EXERCISE REQUIREMENTS: From the records below, state how many lines hold the string "they", without any other text.

Dataset entries:
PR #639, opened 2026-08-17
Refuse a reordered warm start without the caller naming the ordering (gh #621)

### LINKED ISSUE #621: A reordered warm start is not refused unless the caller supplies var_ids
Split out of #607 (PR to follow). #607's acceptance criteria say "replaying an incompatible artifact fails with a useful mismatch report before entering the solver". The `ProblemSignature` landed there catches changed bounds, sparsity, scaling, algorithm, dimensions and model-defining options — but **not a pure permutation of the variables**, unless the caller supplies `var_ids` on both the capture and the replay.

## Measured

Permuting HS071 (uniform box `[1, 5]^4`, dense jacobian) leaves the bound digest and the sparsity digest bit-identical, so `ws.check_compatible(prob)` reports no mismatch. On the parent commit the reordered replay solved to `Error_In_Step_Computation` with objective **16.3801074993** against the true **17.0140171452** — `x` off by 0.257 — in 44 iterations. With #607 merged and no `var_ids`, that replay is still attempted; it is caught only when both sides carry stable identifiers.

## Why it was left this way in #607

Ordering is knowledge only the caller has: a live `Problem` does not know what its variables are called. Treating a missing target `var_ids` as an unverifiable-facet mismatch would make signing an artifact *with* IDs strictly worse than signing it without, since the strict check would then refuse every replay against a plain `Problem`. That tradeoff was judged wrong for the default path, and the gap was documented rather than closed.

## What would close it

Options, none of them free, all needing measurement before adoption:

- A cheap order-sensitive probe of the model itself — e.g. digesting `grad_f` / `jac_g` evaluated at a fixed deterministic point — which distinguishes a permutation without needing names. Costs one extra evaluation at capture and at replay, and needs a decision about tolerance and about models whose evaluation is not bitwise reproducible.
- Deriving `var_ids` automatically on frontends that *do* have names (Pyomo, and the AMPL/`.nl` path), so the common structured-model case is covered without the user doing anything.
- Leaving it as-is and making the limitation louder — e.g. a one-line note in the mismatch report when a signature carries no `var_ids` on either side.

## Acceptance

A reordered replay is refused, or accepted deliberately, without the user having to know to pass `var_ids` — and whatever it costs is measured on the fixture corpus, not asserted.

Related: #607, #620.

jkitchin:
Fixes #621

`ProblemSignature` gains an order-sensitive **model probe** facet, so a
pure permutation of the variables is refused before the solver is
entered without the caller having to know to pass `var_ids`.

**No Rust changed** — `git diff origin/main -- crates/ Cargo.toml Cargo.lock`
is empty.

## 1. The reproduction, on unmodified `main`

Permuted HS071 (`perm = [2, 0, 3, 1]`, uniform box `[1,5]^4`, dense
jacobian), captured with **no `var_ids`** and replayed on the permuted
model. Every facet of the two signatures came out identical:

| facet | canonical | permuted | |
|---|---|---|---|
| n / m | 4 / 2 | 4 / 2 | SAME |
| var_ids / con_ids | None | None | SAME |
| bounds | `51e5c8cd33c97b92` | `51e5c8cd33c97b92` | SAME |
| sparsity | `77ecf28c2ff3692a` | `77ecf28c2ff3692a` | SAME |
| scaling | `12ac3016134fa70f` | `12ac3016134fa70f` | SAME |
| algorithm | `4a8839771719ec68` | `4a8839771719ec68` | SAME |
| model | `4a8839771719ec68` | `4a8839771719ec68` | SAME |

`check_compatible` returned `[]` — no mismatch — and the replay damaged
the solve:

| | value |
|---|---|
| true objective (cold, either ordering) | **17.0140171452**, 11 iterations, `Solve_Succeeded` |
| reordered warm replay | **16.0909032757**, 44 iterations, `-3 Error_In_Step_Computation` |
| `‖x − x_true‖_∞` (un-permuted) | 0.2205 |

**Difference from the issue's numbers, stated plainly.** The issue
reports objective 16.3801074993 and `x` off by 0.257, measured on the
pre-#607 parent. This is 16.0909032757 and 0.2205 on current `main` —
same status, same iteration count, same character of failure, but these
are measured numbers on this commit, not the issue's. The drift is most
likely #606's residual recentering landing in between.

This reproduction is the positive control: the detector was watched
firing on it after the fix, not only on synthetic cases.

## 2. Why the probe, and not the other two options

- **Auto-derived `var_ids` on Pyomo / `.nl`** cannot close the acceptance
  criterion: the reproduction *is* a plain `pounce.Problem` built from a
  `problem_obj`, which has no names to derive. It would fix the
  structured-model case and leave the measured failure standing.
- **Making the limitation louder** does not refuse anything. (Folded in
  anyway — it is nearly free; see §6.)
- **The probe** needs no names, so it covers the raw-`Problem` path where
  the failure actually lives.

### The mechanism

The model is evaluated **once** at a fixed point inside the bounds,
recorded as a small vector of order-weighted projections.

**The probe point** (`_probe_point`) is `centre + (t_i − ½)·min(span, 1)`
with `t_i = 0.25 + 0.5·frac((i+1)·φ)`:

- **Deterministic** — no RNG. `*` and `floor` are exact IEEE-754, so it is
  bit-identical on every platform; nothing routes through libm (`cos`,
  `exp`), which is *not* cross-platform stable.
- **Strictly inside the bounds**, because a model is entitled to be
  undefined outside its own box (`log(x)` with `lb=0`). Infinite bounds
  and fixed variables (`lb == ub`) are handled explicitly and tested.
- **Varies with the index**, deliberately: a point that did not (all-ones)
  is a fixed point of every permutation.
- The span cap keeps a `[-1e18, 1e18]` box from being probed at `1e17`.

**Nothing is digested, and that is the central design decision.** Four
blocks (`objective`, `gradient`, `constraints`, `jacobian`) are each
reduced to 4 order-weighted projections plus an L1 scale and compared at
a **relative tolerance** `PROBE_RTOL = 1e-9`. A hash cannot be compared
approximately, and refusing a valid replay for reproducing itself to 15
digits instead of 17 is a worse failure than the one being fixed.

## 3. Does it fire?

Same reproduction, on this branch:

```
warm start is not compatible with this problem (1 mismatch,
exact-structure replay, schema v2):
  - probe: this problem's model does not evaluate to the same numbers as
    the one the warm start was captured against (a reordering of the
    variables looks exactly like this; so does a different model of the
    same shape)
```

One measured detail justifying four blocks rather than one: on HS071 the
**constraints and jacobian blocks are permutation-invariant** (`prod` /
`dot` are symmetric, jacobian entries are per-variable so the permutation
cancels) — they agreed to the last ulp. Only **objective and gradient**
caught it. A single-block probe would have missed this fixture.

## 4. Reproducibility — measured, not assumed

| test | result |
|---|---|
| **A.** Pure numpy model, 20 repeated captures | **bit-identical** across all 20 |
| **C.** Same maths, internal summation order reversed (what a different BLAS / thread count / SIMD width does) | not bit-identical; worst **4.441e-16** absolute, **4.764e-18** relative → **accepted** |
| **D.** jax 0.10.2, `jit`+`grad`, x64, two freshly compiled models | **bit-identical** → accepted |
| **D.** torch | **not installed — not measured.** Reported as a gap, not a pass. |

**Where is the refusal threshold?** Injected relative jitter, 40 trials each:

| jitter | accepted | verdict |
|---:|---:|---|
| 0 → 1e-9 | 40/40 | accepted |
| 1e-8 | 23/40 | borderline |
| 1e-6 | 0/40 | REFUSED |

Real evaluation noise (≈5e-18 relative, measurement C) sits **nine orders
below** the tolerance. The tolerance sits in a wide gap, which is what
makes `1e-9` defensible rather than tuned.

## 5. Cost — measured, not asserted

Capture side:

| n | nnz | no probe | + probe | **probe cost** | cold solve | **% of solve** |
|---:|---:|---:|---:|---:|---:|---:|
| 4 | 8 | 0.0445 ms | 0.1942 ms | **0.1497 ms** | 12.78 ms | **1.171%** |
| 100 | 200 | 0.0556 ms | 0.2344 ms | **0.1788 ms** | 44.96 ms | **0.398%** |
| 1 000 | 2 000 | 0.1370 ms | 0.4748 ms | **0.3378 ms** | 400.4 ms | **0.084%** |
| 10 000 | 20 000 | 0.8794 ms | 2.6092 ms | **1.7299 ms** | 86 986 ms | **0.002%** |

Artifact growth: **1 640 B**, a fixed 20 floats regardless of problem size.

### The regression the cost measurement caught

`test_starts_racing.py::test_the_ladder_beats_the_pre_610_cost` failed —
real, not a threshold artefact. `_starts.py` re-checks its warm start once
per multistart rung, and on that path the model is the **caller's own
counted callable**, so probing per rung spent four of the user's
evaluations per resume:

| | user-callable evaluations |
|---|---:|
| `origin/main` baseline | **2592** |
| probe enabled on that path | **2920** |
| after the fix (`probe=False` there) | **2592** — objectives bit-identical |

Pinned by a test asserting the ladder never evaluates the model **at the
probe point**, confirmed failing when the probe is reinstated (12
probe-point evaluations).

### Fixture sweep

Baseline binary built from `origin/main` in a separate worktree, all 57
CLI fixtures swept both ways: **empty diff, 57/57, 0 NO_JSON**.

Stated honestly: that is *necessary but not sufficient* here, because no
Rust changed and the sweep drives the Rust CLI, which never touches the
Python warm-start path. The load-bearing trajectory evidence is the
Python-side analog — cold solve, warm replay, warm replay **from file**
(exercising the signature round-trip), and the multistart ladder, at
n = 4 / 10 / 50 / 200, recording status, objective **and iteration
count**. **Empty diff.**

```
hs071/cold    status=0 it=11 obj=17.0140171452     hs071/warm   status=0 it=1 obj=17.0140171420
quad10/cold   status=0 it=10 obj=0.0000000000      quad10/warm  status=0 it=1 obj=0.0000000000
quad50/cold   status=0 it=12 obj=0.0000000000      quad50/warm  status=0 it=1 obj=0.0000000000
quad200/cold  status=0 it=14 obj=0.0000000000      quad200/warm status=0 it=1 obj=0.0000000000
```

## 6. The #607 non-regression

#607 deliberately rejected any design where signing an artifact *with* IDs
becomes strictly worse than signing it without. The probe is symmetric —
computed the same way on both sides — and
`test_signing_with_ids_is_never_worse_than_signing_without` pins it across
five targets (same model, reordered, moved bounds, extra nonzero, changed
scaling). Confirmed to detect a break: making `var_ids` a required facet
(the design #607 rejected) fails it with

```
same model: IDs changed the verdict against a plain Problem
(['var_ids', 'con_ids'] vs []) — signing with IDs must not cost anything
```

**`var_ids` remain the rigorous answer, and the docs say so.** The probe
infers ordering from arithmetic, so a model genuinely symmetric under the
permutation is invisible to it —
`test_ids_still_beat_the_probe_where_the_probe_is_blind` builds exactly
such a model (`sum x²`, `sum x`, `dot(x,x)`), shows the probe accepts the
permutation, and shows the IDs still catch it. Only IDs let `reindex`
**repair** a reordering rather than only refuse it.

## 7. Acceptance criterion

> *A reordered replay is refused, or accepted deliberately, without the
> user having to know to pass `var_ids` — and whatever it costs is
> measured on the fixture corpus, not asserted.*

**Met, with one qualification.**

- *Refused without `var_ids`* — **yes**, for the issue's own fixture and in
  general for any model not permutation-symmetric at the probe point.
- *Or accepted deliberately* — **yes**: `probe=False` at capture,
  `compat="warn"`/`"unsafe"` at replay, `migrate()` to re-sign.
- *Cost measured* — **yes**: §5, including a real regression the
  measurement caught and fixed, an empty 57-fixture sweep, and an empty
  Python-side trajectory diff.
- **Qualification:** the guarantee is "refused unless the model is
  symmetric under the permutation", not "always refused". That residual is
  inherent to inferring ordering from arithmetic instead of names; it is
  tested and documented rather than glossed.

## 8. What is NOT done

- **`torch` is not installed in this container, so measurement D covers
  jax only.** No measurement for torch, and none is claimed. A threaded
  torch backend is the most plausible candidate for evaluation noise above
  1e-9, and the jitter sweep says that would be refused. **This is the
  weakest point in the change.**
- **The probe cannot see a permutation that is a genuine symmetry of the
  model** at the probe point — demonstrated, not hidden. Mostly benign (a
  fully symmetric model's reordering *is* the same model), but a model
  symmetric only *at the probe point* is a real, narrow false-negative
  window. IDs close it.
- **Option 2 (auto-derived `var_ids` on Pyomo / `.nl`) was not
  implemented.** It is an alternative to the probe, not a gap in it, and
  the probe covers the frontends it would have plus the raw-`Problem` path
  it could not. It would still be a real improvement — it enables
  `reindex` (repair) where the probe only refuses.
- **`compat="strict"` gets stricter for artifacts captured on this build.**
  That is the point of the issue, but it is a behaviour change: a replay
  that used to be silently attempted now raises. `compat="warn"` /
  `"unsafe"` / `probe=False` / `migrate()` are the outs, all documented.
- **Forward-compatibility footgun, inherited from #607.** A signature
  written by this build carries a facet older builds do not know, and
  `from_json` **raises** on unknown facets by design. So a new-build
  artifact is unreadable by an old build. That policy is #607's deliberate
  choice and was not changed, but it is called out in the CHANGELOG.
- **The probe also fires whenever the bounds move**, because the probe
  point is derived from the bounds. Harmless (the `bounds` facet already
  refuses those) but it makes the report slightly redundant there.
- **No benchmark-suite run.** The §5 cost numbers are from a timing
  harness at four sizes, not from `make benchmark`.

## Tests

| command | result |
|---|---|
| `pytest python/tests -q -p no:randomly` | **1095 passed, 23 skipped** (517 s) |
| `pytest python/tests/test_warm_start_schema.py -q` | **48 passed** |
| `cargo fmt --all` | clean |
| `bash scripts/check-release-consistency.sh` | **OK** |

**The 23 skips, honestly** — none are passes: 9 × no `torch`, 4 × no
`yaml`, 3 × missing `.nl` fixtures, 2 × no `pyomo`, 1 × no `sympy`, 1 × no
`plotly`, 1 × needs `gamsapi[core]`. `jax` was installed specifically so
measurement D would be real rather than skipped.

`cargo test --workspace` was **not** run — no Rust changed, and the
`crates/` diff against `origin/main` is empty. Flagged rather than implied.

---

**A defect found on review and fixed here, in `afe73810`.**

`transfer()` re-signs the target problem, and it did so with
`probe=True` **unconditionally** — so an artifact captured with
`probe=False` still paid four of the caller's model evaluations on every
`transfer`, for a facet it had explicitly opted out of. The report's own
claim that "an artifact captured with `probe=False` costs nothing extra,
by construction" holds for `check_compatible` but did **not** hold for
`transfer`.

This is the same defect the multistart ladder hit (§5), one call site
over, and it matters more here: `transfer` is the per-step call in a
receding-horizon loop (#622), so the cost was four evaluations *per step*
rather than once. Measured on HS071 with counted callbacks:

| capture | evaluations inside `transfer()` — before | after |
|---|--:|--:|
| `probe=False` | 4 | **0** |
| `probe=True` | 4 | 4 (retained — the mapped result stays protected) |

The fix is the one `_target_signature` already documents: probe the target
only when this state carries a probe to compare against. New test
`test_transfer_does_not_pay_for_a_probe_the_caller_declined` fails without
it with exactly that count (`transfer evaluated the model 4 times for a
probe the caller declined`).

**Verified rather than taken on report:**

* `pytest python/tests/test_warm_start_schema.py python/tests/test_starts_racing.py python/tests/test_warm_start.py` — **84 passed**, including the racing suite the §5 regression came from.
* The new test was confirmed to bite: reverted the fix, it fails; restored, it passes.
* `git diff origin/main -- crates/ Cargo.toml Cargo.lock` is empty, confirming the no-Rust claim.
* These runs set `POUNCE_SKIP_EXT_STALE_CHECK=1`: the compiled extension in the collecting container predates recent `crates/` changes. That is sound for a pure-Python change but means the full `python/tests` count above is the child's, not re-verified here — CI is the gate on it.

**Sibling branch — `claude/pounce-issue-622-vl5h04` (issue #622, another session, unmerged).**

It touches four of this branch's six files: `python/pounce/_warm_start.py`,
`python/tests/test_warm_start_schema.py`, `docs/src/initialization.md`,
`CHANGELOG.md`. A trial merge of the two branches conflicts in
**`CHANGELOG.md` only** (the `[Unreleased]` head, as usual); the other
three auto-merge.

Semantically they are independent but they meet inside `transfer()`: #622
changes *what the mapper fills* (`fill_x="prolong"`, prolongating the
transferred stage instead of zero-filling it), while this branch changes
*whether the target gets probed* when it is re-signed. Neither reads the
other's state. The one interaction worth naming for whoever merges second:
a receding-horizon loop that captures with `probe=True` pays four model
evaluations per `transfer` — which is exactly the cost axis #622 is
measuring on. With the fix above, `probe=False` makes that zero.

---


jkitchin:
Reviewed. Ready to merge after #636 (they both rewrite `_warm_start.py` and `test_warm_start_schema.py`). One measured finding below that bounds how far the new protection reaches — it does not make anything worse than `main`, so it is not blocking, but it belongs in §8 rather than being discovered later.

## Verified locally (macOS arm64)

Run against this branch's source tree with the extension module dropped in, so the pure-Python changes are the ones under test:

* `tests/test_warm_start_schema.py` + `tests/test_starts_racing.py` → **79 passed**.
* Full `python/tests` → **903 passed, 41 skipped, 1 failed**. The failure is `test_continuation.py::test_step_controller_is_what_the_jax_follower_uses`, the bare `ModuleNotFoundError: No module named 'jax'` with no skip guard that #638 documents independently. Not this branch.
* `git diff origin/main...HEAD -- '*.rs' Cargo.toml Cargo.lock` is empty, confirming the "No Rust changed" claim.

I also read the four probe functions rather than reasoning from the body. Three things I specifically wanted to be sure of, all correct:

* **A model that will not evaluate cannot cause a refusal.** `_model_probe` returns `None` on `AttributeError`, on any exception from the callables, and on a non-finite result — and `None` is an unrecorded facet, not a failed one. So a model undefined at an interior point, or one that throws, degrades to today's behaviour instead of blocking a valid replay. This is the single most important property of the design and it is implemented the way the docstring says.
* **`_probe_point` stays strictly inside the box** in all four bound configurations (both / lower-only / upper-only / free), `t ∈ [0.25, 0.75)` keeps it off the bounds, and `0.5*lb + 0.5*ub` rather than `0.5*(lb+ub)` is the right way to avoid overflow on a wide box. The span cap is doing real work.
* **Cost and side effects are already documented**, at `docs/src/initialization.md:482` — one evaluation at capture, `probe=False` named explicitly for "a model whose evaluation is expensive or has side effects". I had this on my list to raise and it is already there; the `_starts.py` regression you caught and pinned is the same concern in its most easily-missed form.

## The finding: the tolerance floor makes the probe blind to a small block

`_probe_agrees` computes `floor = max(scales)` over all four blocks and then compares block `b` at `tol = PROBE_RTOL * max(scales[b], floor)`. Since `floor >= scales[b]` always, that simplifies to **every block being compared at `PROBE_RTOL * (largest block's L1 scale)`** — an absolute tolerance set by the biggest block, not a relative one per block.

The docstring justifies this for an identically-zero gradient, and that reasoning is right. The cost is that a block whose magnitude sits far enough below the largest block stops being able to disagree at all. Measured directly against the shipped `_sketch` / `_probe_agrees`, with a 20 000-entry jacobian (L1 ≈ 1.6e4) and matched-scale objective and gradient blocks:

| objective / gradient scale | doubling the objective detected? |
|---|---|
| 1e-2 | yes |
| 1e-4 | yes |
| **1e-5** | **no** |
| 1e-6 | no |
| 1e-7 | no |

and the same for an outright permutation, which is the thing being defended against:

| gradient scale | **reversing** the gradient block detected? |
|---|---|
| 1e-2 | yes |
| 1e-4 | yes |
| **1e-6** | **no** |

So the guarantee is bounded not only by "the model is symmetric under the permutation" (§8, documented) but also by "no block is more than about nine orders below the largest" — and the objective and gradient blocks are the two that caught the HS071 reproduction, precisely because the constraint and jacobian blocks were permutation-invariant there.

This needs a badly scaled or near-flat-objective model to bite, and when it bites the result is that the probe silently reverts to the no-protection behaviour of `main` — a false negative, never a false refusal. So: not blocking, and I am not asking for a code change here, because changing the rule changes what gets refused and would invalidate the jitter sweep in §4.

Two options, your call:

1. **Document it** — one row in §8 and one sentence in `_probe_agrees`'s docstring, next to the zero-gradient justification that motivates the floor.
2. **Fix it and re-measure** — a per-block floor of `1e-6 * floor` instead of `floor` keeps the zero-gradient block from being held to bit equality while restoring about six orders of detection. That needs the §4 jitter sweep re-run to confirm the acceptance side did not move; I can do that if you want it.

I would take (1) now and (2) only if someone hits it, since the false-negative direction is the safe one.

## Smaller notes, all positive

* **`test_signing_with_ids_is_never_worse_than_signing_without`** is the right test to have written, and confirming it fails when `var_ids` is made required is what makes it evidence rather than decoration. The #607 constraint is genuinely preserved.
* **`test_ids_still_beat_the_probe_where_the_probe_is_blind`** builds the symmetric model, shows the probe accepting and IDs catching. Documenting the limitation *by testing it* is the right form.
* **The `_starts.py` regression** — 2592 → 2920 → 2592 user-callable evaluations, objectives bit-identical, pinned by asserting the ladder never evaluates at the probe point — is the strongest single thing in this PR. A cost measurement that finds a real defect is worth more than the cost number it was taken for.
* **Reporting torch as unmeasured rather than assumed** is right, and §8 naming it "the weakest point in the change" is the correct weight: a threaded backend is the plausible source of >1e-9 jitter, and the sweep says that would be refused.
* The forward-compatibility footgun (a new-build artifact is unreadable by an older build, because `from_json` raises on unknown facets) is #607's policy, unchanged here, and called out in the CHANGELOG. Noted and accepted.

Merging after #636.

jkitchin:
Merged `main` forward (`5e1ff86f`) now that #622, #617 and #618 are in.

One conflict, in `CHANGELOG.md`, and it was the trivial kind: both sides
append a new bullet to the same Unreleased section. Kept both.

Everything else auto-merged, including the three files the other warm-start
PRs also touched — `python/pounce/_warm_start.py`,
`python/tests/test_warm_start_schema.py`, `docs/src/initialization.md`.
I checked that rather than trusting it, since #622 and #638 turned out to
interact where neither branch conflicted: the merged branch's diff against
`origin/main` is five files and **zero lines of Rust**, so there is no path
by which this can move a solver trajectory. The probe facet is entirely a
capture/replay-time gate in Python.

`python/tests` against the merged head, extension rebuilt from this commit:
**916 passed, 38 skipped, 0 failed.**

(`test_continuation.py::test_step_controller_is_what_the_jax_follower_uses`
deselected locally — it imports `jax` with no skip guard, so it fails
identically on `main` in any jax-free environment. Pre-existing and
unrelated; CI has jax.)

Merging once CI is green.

REPLY TO THE EXERCISE: 3